Different surf breaks all have specific conditions depending on the tide, which will impact on the quality of the waves.
Here we aim to break down the types of tides, how they work and why they are important for your next surf.
What are Tides?
The gravitational pull from the moon and sun influence the movement of water on our beaches. This causes the rise and the fall of sea levels also known as High and Low tides.
The moon orbiting the earth and the earth orbiting the sun causes tidal bulges which, depending on their alignment, create tidal variations known as Spring Tides and Neap Tides.
High Tide
When the water reaches its highest point on the beach, this is known as High Tide.
Low Tide
Similiarly, the state of the tide at its lowest level is known as Low tide.
Slack tide
30 minutes before high or low tide, until 30 minutes after, there is a period of relative calm water. This is known as Slack tide and usually affects the frequency and size of swell.
Spring Tides
Once a month, when the moon is between the earth and the sun and is not visible to the naked eye, a New Moon appears.
A Full Moon is when the moon is opposite the sun and its sunlit side is completely visible. This also happens once a month following the moons orbit of the earth.
These alignments create a gravitational pull of both the moon and the sun which causes the oceans to ‘bulge’ more than usual. This is known as a Spring Tide and means that high tides are a little higher and low tides are lower than average.
Neap Tides
Seven days after a spring tide occurs, both the sun and the moon are at right angles to each other and are visible as a ‘half full’ moon. This cancels out the ‘bulge’ of the ocean and produces moderate tides known as Neap Tides. This means that high tides are a little lower and low tides are a little higher than average.
Rule of Twelfths
To determine the height of the tide at any time of the day, there is a calculation called the rule of twelfths. If you know the high and low tide heights, you can divide by twelve to work out the current height of the tide.
Water levels rise by 1/12th of the total tidal range during the first hour. In the second hour, it rises by an another 2/12ths of the total. During the third and fourth hour, it rises by 3/12ths and the increase slows down. In the fifth hour, the water only rises by 2/12ths, and in the sixth hour it rises by 1/12th.
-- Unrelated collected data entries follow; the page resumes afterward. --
PR #2000, opened 2026-05-18
Feed: Filter activities by search

### LINKED ISSUE #525: Feed: Filter activities by search
## Story

I want to filter the activity feed using a search so I can find a specific or group of comments.

### Problems

Can you search through everything `comment`, `status`, `assignee`, `publish`?
Will search work with author as well? So you can filter by author name.
Could this be advanced like github and have after-date filtering etc?

This will need to done server side.

#### Search string
- Search by string that matches against body.
#### Filters
- Author
- Has attachments
- Categories
- Type: comment, status, version etc
- Review session - filter out comments from review sessions, or pick specific review sessions.
- Guests - filter out or show only guest comments (maybe this could be done with categories?)
- Tags (not supported in UI yet) but should support on server

### UI
- Dedicated tab switch to filtering mode
- Filtering bar across the top.
- Compact version of SearchFilter bar

Image

filipvnencak:
Feed: filter activities by search and user

## Description of changes 

Adds a search bar plus user and attachment filters to the activity feed so users can find specific comments and events fast. Builds on the existing type chips; combines with them using AND.

## Technical details

- New `$activityFilter: String` variable on `GetActivities`; `buildBackendFilter` translates the UI `feedFilter` (body, author, has_attachments) into the backend `QueryFilter` JSON, strips UI-only chip keys, and OR-combines `activity_data.author` with `activity_data.assignee` so picking a user surfaces both their actions and assignment events involving them.
- Search input is debounced 300ms via a new shared `useDebouncedValue` hook to avoid one request per keystroke.
- Mutation cache invalidation in `updateActivities.ts` now `JSON.stringify`s object filters via a `serializeFilter` helper so optimistic patches reach the right cache entry when a filter is active (was coercing to `[object Object]` and missing every match).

The sequence goes 1,2,3,3,2,1.
What does this mean for a surfer?
As well as a favoured swell and wind direction, every beach has its preferred tides and knowing how the tides affect the quality and size of surf can make a difference to your surf session.
You can purchase tide timetables at local surf shops or post offices near the coast or visit websites such as MagicSeaweed for more detailed forecast information.
Chatting to the local beach lifeguards or Surf School can give you a little local knowledge, so when the swells roll in, you’re ready to take advantage of the best times to hit the surf.